His choice of metaphor for open source development (open, egalitarian and accessible) vs closed source purchased products (secretive, hierarchical and authoritarian) applies just as well in corporate enterprises:

  • the Chief Architect, or CTO, is the Pope

  • the Architects are the bishops and senior clergy

  • the Product Managers and Software Engineers are the rabble in the bazaar

Obviously, there are two sides to this story. The higher up you go the greater the temptation to use projects to combine and conquer, which risks the creation of a megaproject. The software engineering temptation is to just start, risking proliferation and duplication.

It’s possible to cater for both views by structuring the work better. The pitch would go something like this:

Foundation Project Pitch


If we make projects too small they’ll create duplicate work and we’ll have a comms nightmare. If we make them too big they’ll become confused and collapse under their own weight. Equally, we don’t want to have any project that thinks it’s building the future without any immediate well-understood requirements.


Foundational initiatives can run away with themselves and become Megaprojects or worse, Transformations, both of which can be a costly waste of time.

There’s a critical moment in large programmes when major changes to infrastructure, and supporting elements such as reference and operational data stores, reach the point of no return. Discovering only then that they will take years to complete, and cost a small fortune, is too late.

An iterative and agile delivery approach is the only way to prevent this.


  • Foundation Product Factory

    Assign a small cross-functional team to determine common needs that might be candidates for foundational work.

  • Mission

    Work together to draw up a hit list of prioritised foundational services. Select a small subset required by business projects over the next six months, and spawn a team to deliver them. Repeat for each iteration. Do not look further out than a year other than at a very high level.

  • Single Point of Contact

    Identify a single point of contact Product Manager for each foundation service. Leads from other projects feed in requirements through this person only.

  • Funding Model

    Foundation Product teams are initially given an opex budget for three months maximum. Or for one spike-style iteration if the goal is less clear. The budget is renewable only on results. The cost of foundation products utilised by other projects is capitalised.

  • Resource Efficiency

    Foundation Product teams scale up and down as needed, maximising resource efficiency. Drops are made into production driven by demand only. Nothing is released without a consumer. This gives a tactical path of least resistance to other projects, which also happens to be the strategically approved option.

  • Knowledge Circulation

    Foundation Product team members are swapped out and replaced regularly to circulate knowledge. This reduces feelings of envy for those not selected to be on the Foundation Product team and allows other team members to get experience working in a different environment.

  • Communication**

    The Foundation Product team runs their own knowledge management tooling, explaining progress and allowing for comments, suggestions, and requests from outside.
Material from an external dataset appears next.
Issue #3144, opened 2022-04-28
Support min/max in OTLP histograms


shakuzen:
We do not currently ship min/max (though we do ship an infinite bucket which is the max) in OTLP histograms. At this time, we cannot add them because we are waiting for a release of opentelemetry-proto (see https://github.com/open-telemetry/opentelemetry-proto/issues/387). When we do add them, we will need to figure out the right semantics of what min and max will mean. See https://github.com/micrometer-metrics/micrometer/pull/3129#discussion_r850688499_ for some initial thoughts.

    The Enterprise Architecture team is responsible for guiding other projects towards deployed services, not designing the foundation product itself.


Hopefully, that sparks a few ideas. I’m not saying it’s possible to put all the answers into one short essay and of course, the devil is in the detail.

I’m saying the notion of a regularly reviewed, ostensibly perpetual, product factory that races ahead of tactical business projects, to provide them with short-cuts, is far more efficient than the alternative, which is chasing down every errant solution or risky manoeuvre and having to make a retrospective case for doing things properly.